Assuming a meta-analysis is based on N outcomes and K studies:
Usage
MetaHD(
Y,
Slist,
Psi = NULL,
method = c("multi","REM","FEM"),
bscov = c("unstructured","diag","none"),
useDivideConquer = FALSE,
parallel = FALSE,
est.wscor = FALSE,
shrinkCor = TRUE,
impute.na = FALSE,
optim.algorithm = c("BOBYQA","hybrid","L-BFGS-B"),
optim.maxiter = 2000,
rigls.iter = 1,
initPsi = NULL,
impute.var = 10^4
)
Arguments
Y |
treatment effect sizes of the outcomes. This should be in the form of a K x N matrix. |
Slist |
A K-dimensional list of N × N matrices representing within-study variances and covariances of the treatment effects. If within-study correlations are not available, provide the associated variances of the treatment effects as a K × N matrix and set est.wscor = TRUE. For method = "REM" or method = "FEM", provide the associated variances of the treatment effects as a K × N matrix. |
Psi |
N x N matrix representing between-study variances and covariances of the treatment effects. (optional, if not specified this will be estimated internally by "MetaHD" using "estimateBSvar" and "estimateCorMat" functions in "MetaHD" package). |
method |
estimation method: "multi" for multivarite meta-analysis model fitted through restricted maximum likelihood estimation where the between-study covariance structure can be selected via 'bscov', "REM" for univariate random-effects model fitted through restricted maximum likelihood estimation and "FEM" for univariate fixed-effects model. |
bscov |
a character vector defining the structure of the random-effects covariance matrix. Among available covariance structures, the user can select "unstructured" to obtain between-study covariance matrix with diagonal elements (variances) estimated using restricted maximum likelihood and off-diagonal elements (co-variances) reflecting the correlations estimated via shrinkage, "diag" (diagonal) for between-study variances as diagonal elements and zero co-variances, and "none" for zero between-study variances and co-variances. |
useDivideConquer |
a logical value indicating whether to use the divide-and-conquer implementation of the fastMetaHD model. This option is used only when method = "multi". Default is FALSE. |
parallel |
a logical value indicating whether to enable parallel computation for the divide-and-conquer approach. Default is |
est.wscor |
a logical value indicating whether the within-study correlation matrix needs to be estimated or not. Default is |
shrinkCor |
a logical value indicating whether a shrinkage estimator should be used to estimate within- or between-study correlation matrix. |
impute.na |
a logical value indicating whether missing values need to be imputed or not.

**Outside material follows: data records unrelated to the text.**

PR #187, opened 2015-01-07
Update lvol doc to clarify no impact on file system

### LINKED ISSUE #113: Document whether resize2fs is used with lvol
Or any other filesystem resizing.  It's not clear from the documentation whether I need to run this as a separate step or whether ansible does it automagically.

daysofwineandroses:
Updates doc description of the lvol module that it does not affect the file system when resizing.
Fixes #113.

### DIFF
--- a/system/lvol.py
+++ b/system/lvol.py
@@ -25,6 +25,7 @@ module: lvol
 short_description: Configure LVM logical volumes
 description:
   - This module creates, removes or resizes logical volumes.
+  - Note that when resizing, only the logical volume will be resized, not the file system on top.
 version_added: "1.1"
 options:
   vg:


alxgu:
Or should we add the function to extend the overlaying filesystem?

daysofwineandroses:
Even though it would be convenient to have lvol be able to do that, I'm not really sure if it's the best idea to implement it in the lvol module itself.

File system resizing is not completely without risk and it feels safer to me to have to make the conscious decision to resize in a different task.

`man 8 lvresize` also suggest to first shrink the file system on the volume before shrinking the volume itself and this is something I definitely would not want to happen by accident/automagically.

Just my two cents.

alxgu:
There is already a note in the documentation

> Notes:  Filesystems on top of the volume are not resized.

So if you put/extend it in the description, it should be removed from the bottom.

bcoca:
closing as notes already document this

daysofwineandroses:
Agreed, missed that.

PR #191, opened 2015-01-09
Allow disabling of autorefresh for zypper repositories

jlec:
In case of release repositories or other special cases you might not
need the autorefreshing of the repos. This patch adds a configure
option instead of hard enabling this.

Signed-off-by: Justin Lecher jlec@gentoo.org

### DIFF
--- a/packaging/os/zypper_repository.py
+++ b/packaging/os/zypper_repository.py
@@ -2,6 +2,7 @@
 # encoding: utf-8
 
 # (c) 2013, Matthias Vogelgesang <matthias.vogelgesang@gmail.com>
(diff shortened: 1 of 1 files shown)


bcoca:
to keep current behavior I would make this default to yes

jlec:
Fair enough, I will update the PR soon.

jlec:
@bcoca isn't it that way already? 

refresh = dict(required=False, default='yes', type='bool'),

bcoca:
not in the docs:
        default: "no"

jlec:
True, fixed now.

PR #41, opened 2014-10-02
adding pacman system upgrade feature

n0vember:
Adds the feature of system upgrade, equivalent to "pacman -Su".

PR #193, opened 2015-01-10
fix pacman upgrade bug

newportd:
**Issue Type:**
Bugfix Pull Request

**Ansible Version:**
1.8.2

**Environment:**
Controlling and managing nodes are all Arch Linux (latest)

**Summary:**
When attempting to upgrade a specific package via pacman the package was not upgraded.

**Steps to Reproduce:**
Install an out-of-date package (e.g. openssl 1.0.1.j).

Run the following play:

``` yaml
# This should cause openssl to be upgraded to 1.0.1.k
- name: upgrade openssl
  pacman: name=openssl state=present update_cache=yes
```

**Expected Results:**
The package should be updated to the latest version in the repository (in the above example to 1.0.1.k).

**Actual Results:**
The package was not upgraded to the latest version.

### DIFF
--- a/packaging/os/pacman.py
+++ b/packaging/os/pacman.py
@@ -42,7 +42,7 @@ options:
             - Desired state of the package.
         required: false
         default: "present"
-        choices: ["present", "absent"]
+        choices: ["present", "absent", "latest"]
 
     recurse:
         description:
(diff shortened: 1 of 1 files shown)


novln:
I would prefer an upgrade option like apt module or this pull request #41 

However, thank you, from another pacman lover, for this pull request.

newportd:
Good point. After reviewing the apt and yum modules I like the state=latest approach rather than what I have implemented here. I can change course with this PR if that seems agreeable.

I'm planning to keep this one focused on upgrading a single package (or list of packages) since it seems like #41 handles full system upgrades quite well.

Default is |
optim.algorithm |
specifies the algorithm used to maximize the restricted log-likelihood function for estimating between-study variances. The default algorithm is "BOBYQA", which offers derivative-free, bound-constrained optimization by iteratively constructing a quadratic approximation of the objective function. The "hybrid" option performs up to rigls.iter iterations of the RIGLS algorithm, followed by quasi-Newton (BFGS algorithm) iterations until convergence. If rigls.iter is set to zero, only the quasi-Newton method (BFGS algorithm) is used for estimation. The "L-BFGS-B" algorithm is a limited-memory version of the BFGS quasi-Newton method, which supports box constraints, allowing each variable to have specified lower and/or upper bounds. |
optim.maxiter |
maximum number of iterations in methods involving optimization procedures. |
rigls.iter |
number of iterations of the restricted iterative generalized least square algorithm (RIGLS) when used in the initial phase of hybrid optimization procedure. Default is set to 1. |
initPsi |
N x N diagonal matrix representing the starting values of the between-study variances to be used in the optimization procedures. If not specified, the starting values in Psi default to a diagonal matrix with variances set to 1. |
impute.var |
multiplier for replacing the missing variances in Slist.(a large value, default is 10^4). |
Details
If parallel = TRUE, the divide-and-conquer approach may be evaluated in parallel. Parallel execution is implemented using the future R package.
On Windows, users must set a future plan (e.g., future::plan(future::multisession, workers = ncores)) before calling MetaHD() in order to enable parallel computation.
On Linux and macOS, users may alternatively use future::plan(future::multicore, workers = ncores).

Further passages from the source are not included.